- Task objective
Copy, from the material below, each line where "required" shows up.

======== Information ========

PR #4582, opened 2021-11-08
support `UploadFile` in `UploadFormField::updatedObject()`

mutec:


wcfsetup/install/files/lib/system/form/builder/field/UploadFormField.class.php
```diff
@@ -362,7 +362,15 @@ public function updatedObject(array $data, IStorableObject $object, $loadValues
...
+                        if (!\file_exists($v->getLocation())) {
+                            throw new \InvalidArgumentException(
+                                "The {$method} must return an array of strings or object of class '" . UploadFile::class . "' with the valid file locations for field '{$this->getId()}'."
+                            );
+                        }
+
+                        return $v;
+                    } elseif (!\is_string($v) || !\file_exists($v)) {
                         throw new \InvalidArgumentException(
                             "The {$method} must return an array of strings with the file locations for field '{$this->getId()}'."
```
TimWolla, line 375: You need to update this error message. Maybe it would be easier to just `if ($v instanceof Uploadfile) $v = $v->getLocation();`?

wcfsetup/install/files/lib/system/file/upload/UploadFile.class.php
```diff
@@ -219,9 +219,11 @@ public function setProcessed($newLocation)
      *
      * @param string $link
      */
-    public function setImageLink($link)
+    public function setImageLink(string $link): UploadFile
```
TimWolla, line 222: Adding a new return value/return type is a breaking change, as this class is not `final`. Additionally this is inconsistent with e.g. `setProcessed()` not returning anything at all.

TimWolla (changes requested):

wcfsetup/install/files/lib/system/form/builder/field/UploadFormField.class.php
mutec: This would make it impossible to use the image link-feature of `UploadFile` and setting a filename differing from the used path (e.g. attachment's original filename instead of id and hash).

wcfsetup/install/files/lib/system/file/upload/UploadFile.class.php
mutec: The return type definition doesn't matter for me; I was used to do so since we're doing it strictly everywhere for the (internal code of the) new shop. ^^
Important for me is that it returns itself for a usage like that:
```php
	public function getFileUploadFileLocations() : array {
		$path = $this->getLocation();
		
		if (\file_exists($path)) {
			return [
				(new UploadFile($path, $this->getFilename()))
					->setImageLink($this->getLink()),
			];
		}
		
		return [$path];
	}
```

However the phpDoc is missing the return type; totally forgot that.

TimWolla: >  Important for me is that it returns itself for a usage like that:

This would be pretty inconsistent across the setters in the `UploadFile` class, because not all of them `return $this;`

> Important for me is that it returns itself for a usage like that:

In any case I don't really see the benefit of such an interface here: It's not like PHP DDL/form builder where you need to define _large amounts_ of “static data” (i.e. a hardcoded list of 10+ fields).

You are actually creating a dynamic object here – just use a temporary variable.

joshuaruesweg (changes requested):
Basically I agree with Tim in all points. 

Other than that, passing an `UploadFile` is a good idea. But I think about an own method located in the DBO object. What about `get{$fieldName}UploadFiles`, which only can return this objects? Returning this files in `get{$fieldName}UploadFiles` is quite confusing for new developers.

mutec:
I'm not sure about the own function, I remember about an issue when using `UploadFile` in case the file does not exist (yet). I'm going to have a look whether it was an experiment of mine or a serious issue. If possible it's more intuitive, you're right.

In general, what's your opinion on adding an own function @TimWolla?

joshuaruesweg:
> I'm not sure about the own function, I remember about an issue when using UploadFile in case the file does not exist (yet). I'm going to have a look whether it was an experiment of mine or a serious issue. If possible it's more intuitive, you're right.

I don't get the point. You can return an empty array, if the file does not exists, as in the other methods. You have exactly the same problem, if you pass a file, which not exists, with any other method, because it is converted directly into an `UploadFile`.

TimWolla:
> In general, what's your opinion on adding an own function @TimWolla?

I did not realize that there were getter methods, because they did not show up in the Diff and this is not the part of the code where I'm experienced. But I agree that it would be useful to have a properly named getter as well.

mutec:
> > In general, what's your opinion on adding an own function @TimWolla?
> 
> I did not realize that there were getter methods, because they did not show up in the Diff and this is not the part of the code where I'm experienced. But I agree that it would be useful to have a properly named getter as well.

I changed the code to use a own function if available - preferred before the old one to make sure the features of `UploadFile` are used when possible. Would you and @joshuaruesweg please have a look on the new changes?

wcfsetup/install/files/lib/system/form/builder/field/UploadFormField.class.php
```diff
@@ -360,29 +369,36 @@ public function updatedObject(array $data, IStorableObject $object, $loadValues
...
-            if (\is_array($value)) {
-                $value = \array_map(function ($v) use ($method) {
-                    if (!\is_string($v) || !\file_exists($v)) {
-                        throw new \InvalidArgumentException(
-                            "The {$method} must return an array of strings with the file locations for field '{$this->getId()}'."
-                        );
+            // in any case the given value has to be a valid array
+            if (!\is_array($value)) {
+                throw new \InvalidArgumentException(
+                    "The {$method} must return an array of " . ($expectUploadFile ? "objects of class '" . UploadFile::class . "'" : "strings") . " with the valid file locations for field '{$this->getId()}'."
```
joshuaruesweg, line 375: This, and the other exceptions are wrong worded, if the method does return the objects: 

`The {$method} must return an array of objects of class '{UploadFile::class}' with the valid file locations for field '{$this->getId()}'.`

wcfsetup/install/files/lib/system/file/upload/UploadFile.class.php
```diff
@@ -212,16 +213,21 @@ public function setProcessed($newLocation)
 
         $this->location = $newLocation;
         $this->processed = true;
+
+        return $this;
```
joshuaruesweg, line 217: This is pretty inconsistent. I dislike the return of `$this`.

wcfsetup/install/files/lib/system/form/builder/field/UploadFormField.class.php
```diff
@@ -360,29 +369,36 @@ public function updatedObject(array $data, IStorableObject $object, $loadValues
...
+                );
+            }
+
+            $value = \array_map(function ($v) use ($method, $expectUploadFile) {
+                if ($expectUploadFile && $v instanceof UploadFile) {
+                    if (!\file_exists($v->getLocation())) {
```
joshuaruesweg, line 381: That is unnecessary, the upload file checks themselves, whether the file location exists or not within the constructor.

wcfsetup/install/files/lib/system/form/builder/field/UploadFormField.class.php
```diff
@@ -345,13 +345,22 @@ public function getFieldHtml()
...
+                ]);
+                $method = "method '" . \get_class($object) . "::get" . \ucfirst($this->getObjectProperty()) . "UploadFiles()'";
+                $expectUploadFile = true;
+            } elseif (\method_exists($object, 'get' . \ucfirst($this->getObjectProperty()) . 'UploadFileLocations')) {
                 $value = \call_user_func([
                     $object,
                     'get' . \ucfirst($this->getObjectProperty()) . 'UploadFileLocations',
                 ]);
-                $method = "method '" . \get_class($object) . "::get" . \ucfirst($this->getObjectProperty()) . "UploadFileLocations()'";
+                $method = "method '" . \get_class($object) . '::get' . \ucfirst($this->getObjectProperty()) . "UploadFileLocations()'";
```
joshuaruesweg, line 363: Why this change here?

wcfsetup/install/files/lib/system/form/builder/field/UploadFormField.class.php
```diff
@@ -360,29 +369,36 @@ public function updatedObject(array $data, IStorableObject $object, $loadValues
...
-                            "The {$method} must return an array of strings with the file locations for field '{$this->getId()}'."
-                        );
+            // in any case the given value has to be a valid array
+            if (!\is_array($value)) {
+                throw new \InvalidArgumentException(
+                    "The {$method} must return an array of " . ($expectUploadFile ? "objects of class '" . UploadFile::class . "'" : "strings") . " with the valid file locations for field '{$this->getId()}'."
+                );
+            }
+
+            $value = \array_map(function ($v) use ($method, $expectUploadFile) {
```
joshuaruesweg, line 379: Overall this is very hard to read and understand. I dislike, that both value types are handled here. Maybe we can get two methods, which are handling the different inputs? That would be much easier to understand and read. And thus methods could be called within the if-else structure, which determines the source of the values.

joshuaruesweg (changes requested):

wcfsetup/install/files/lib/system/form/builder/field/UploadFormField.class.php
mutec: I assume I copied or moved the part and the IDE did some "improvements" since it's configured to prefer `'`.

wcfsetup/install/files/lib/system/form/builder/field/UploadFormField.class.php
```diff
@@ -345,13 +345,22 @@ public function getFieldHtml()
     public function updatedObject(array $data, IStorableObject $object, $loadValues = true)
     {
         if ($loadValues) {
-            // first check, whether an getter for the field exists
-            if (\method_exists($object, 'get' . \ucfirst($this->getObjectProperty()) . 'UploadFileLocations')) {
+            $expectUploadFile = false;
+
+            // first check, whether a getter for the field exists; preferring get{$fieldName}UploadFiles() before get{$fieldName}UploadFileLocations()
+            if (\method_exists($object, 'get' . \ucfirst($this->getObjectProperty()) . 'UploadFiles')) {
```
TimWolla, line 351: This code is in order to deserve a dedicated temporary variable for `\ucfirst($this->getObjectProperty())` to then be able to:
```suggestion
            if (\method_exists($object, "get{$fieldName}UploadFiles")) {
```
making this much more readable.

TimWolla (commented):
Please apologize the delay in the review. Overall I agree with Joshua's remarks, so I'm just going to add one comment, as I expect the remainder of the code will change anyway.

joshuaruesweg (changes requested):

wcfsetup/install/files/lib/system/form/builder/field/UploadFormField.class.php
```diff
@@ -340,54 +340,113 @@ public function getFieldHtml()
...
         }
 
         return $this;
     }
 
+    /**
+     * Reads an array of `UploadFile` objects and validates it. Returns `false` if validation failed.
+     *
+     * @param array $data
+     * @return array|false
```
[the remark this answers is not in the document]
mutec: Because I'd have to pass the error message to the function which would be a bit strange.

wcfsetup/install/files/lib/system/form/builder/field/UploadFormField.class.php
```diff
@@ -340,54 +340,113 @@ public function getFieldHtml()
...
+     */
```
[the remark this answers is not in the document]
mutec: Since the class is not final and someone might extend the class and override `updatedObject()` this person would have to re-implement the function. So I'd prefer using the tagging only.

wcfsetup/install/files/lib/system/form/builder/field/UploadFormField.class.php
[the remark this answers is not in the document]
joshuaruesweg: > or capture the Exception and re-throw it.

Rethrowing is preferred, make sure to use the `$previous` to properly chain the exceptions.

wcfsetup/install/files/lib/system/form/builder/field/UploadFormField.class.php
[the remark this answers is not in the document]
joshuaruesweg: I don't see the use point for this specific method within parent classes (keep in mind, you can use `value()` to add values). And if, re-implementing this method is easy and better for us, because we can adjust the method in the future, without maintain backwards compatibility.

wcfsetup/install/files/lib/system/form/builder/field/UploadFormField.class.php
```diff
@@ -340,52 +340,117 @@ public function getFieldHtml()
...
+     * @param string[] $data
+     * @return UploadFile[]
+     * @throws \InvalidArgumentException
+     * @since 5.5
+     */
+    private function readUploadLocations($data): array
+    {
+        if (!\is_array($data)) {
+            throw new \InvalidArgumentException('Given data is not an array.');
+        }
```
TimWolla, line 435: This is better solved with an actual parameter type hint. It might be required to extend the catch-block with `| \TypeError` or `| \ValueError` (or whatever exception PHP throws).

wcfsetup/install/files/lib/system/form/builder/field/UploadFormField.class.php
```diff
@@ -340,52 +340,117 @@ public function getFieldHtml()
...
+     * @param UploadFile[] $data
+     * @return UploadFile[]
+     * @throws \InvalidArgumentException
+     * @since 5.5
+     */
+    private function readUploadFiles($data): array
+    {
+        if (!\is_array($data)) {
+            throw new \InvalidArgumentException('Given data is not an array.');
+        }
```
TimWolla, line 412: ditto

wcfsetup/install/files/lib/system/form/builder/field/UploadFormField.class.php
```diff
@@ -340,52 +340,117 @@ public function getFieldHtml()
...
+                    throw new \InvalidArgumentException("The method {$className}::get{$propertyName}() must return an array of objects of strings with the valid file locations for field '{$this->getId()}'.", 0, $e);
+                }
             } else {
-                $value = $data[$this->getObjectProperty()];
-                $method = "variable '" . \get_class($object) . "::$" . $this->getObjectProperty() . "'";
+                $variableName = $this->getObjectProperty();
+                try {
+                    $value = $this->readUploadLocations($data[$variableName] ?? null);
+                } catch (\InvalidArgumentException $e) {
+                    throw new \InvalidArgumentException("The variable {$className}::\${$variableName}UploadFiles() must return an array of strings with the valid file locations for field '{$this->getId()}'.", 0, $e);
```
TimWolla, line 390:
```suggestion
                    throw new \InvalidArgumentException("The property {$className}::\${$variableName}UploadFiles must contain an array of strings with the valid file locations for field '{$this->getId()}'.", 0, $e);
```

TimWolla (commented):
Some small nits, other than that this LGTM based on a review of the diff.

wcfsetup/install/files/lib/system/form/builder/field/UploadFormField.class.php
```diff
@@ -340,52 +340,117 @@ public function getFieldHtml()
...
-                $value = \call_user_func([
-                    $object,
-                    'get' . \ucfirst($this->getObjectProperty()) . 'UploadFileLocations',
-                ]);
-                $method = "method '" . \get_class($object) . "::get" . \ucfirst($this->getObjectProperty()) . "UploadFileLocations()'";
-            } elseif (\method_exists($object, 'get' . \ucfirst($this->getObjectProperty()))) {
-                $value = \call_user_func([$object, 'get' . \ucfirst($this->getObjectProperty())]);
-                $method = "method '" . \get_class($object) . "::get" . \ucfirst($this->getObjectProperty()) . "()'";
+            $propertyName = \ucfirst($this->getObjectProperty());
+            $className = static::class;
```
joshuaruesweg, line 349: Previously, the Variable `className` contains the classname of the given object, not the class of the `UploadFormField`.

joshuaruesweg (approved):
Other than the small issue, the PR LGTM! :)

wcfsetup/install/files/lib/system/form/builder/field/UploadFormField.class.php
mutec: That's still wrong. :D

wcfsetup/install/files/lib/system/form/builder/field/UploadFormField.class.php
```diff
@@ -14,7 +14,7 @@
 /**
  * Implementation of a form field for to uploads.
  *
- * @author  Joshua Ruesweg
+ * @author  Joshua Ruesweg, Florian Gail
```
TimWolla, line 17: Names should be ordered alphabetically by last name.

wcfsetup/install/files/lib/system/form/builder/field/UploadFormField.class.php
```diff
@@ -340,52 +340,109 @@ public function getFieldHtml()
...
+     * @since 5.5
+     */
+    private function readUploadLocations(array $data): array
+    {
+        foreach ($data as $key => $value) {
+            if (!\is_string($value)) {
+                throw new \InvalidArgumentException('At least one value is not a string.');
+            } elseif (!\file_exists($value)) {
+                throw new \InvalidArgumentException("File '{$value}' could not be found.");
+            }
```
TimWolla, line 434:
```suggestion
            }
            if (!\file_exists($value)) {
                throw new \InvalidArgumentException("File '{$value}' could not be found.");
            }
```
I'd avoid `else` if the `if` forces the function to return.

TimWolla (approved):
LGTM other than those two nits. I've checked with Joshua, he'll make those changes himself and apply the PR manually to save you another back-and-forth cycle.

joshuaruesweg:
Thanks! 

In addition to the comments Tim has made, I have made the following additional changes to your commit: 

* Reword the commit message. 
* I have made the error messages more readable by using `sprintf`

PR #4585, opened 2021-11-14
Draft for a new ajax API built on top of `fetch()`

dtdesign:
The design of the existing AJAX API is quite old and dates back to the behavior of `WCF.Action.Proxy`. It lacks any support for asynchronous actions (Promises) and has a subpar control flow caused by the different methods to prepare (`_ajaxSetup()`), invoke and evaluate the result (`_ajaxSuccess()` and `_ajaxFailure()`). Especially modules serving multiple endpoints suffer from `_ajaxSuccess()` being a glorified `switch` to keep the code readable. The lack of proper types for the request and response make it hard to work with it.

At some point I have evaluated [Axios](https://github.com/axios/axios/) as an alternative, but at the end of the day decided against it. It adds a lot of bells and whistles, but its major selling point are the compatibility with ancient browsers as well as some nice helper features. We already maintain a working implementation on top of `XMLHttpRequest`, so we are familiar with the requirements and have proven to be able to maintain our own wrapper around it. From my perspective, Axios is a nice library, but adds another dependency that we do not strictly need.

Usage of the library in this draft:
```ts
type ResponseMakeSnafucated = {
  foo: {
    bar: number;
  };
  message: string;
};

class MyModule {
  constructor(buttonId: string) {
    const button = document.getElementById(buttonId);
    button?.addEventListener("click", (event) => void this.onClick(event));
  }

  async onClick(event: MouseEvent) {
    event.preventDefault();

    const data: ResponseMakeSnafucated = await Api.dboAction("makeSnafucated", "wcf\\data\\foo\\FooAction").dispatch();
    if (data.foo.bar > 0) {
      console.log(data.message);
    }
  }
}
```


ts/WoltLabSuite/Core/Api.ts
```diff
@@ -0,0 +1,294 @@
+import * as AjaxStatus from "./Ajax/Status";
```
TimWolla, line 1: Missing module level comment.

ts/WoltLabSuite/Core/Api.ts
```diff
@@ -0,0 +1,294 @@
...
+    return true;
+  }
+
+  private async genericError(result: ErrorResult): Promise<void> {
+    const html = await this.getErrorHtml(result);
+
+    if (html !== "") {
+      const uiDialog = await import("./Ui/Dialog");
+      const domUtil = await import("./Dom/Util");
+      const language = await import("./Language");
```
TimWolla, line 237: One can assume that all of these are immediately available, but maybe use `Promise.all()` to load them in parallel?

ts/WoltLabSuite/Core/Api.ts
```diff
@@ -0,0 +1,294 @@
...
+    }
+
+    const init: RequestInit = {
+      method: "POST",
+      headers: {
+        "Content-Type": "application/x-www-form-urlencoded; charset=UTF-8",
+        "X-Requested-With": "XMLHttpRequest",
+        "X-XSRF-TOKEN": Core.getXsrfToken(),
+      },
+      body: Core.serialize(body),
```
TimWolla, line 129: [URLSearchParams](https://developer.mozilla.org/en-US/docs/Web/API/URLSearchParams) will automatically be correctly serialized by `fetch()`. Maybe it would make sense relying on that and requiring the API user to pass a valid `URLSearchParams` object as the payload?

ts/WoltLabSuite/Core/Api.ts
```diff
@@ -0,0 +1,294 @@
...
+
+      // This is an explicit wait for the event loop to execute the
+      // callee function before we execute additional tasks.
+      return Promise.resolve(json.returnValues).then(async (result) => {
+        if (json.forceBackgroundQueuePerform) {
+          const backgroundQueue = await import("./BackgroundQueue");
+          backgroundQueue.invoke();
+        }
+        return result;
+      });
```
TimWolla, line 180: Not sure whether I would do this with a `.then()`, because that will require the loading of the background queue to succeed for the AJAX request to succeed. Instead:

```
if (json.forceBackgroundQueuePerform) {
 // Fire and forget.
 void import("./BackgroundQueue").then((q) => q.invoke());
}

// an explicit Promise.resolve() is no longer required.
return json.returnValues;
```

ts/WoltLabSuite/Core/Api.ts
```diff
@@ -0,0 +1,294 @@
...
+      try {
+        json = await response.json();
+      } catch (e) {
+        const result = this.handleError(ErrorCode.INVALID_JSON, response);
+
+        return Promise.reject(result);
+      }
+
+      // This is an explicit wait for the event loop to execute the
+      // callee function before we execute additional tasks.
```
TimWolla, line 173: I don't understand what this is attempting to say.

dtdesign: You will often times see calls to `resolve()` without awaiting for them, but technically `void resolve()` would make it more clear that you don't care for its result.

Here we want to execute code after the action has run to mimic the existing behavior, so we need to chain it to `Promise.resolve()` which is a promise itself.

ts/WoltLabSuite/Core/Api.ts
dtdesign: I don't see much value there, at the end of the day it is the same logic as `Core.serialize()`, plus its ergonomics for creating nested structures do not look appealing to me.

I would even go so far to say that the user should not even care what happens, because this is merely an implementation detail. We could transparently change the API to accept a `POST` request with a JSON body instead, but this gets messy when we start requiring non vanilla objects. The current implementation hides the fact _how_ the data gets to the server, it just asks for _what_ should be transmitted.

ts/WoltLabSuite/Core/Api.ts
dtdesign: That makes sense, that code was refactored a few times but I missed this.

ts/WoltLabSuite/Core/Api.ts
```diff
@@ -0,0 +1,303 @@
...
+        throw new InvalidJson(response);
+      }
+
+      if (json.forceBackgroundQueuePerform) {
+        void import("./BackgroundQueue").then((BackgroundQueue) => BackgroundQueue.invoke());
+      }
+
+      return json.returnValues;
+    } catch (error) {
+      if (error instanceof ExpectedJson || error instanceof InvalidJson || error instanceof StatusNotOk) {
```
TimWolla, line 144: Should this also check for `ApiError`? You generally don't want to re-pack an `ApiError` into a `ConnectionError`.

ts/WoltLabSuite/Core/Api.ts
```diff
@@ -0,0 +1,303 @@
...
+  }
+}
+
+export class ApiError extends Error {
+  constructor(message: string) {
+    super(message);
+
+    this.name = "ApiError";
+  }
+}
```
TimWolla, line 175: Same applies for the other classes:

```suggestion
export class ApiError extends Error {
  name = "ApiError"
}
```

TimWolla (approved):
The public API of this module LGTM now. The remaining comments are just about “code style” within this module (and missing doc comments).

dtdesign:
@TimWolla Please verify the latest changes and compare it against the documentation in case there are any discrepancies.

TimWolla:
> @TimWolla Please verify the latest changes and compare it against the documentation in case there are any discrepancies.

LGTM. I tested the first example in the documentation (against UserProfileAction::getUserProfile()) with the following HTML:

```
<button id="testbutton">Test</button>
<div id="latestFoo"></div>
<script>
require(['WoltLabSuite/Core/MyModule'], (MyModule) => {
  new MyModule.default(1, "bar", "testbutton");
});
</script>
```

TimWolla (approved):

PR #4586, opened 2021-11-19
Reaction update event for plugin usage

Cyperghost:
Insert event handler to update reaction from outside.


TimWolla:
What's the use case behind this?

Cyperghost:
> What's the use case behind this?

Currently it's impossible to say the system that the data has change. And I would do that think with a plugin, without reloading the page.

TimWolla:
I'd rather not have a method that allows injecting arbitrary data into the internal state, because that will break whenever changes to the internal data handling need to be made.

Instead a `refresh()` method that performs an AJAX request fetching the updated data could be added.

========

- The answer
TimWolla, line 435: This is better solved with an actual parameter type hint. It might be required to extend the catch-block with `| \TypeError` or `| \ValueError` (or whatever exception PHP throws).
// an explicit Promise.resolve() is no longer required.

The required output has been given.